A butterfly flapping its wings in the tropical rainforest of South America could cause a tornado in Texas two weeks later. Cheng Jianbang would never have guessed that Lin Xi’s frown was due to romantic troubles; he began to doubt himself and re-examined the paper he had just written.
A second after Cheng Jianbang lowered his head, Lin Xi looked up.
She was fed up with self-doubt. Holding her prepared lines, she intended to test Gu Nianyin.
But before she could speak, she stopped.
The bright sunlight poured through the window, illuminating Gu Nianyin’s profile as she quietly wrote. She looked the same as ever, but the rhythm of her pen touching the paper wasn’t particularly smooth.
The sun can make everything in the world clear, but it can also disguise the bad as the good.
Thanks to her experience with Xing Xiu, Lin Xi immediately spotted a problem in the rhythm and pace of Gu Nianyin’s calculations. She then noticed that Gu Nianyin’s naturally pale lips were even whiter now, as if she might collapse the next second.
The prepared words were pushed aside. Lin Xi spoke awkwardly: “Hey, what’s wrong with you?”
“My period,” Gu Nianyin answered softly.
Perhaps due to the physical discomfort, her calm voice held a hint of stubborn strain.

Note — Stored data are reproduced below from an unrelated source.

PR #2373, opened 2022-04-07
Rename ToastNotificationsDemoApp to AppNotificationsDemoApp

sharath2727:
Rename references to ToastNotifications to AppNotifications


loneursid:
How was this tested? I've rebuilt the solution and I've run all the tests and didn't notice anything wrong.

How is the demo app used? always as a stand-alone app or does it get called by other components?

loneursid (commented):
Left a comment but otherwise looks good

danielayala94 (approved):

raghavthind2005 (approved):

For someone with a “cold” constitution, every period was like surviving a disaster. Gu Nianyin had long since grown used to it. She kept Ibuprofen in her bag year-round, but she always waited until the pain started—waited until it was severe—before taking it.
Calculating the limit on the paper, Gu Nianyin wrote down the answer. She was unhurried, as if the pain wasn’t happening to her body, before she finally reached into her bag for the medicine.
However, when she looked up again, two individually wrapped red dates had appeared on her clean exam paper.
Lin Xi didn’t look up, but an authoritative voice came from her throat: “Eat them.”
Gu Nianyin’s gaze paused.
She took the items into her hand. The high-quality red dates radiated a warm temperature under the sunlight.
“They’re for replenishing your blood. They won’t interfere with your medicine,” Lin Xi added.
Gu Nianyin’s lips curled slightly. Amidst the paleness were many emotions that others couldn’t see: “Thank you.”
She set the pills aside and bit into a red date.
As the original sweetness—once sealed by dehydration—was revived by her saliva and filled her mouth, Gu Nianyin looked at Lin Xi again: “Lin Xi.”
Lin Xi’s train of thought for the problem was interrupted. She was a bit irritable: “What?”
“Can you do me one more favor?” Gu Nianyin asked.
Her voice was the same as before, but perhaps because Lin Xi now knew she was on her period, she seemed even more “pitiful.”
Lin Xi felt that this person was very good at “taking an inch when given a mile.” As soon as Lin Xi showed her any kindness, she immediately made another request, expecting her to be the “good person” until the very end.
Moral kidnapping!
Pure moral kidnapping!!
Lin Xi utterly disdained this behavior; her refusal was on the tip of her tongue.
But Gu Nianyin was looking up at her. The sunlight hit her anemic face, which was undeniably pale. Only her eyes remained clear and transparent, though they held a sense of frailty as her lashes drooped slightly.
…Then again, a girl’s period is indeed quite miserable.
And when someone asks for help at a time like this, what could it be? Just borrowing a pad or getting some hot water.
Most importantly, she still needed to build up favor with this person.
Lin Xi pursed her lips and relented: “Fine, tell me. What do you want?”
Gu Nianyin’s lips moved softly: “I want you.”